PSU administrators want charges nixed in Sandusky case
HARRISBURG, Pa. (AP) — Penn State administrators charged with lying to the grand jury investigating Jerry Sandusky filed court documents Friday that argued prosecutors have not produced enough evidence to support the perjury charges against them.
Athletic director Tim Curley, now on leave, and retired vice president for business Gary Schultz outlined the reasons they believe charges should be thrown out.
Curley’s filing cited what he called “a shifting sand approach” by prosecutors and said the court record so far did not include the basic elements needed for a perjury case to proceed.
Schultz’s reply called the case “unprovable, unfounded and untimely” and said prosecutors acted prematurely with an exaggerated grand jury presentment to tarnish them with the child sexual abuse allegations against Sandusky.
Both men argued that prosecutors are not specific enough in the allegations they have made.
A spokesman for the state attorney general’s office declined to comment, saying prosecutors will respond in court.
Also Friday, lawyers for the Clinton County Department of Children and Youth Services and the Bald Eagle School District asked the judge in Sandusky’s criminal case to throw out subpoenas issued by Sandusky’s lawyers.

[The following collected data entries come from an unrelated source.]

PR #26, opened 2019-05-10
add a code location flag

anonrose:


grant:
Could we open an issue for this PR? I think there's more discussion needed before deciding on a flag.

For example, why is this location needed? Why can't we just run the FF in the code location?

stew-r:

The Clinton County motion said that neither agency director Gerald Rosamilia nor psychologist Michael Gillum should have to produce records, arguing the material is confidential and protected by law.
The Bald Eagle district said it received four subpoenas for records that pertain to former students identified in court records as Victims 3, 4, 7 and 10.
Similar motions in opposition to defense subpoenas have been filed by the Keystone Central School District, Mifflin County School District and Juniata College. A court hearing on the matter is scheduled for Wednesday in Bellefonte.
Sandusky, a retired Penn State assistant football coach, faces charges he abused 10 boys over 15 years, some of them on the Penn State campus. He has denied the charges and faces a June trial.